Task to carry out
Lines before the one containing "Addresses https://jira.coreos.com/browse/ALM-378" are left out; that line and every line after it, through the end of the records, are to be reproduced exactly.

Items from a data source
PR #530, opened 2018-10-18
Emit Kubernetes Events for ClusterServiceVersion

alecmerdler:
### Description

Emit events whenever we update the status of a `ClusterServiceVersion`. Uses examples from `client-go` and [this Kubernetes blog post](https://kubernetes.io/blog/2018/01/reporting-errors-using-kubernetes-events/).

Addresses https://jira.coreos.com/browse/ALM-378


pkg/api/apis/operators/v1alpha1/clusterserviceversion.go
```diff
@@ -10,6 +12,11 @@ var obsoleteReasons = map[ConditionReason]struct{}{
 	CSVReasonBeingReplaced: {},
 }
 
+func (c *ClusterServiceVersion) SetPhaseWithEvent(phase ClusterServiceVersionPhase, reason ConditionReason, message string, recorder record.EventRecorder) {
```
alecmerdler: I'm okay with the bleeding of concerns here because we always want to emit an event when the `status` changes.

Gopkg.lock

Written answer
Addresses https://jira.coreos.com/browse/ALM-378


pkg/api/apis/operators/v1alpha1/clusterserviceversion.go
```diff
@@ -10,6 +12,11 @@ var obsoleteReasons = map[ConditionReason]struct{}{
 	CSVReasonBeingReplaced: {},
 }
 
+func (c *ClusterServiceVersion) SetPhaseWithEvent(phase ClusterServiceVersionPhase, reason ConditionReason, message string, recorder record.EventRecorder) {
```
alecmerdler: I'm okay with the bleeding of concerns here because we always want to emit an event when the `status` changes.

Gopkg.lock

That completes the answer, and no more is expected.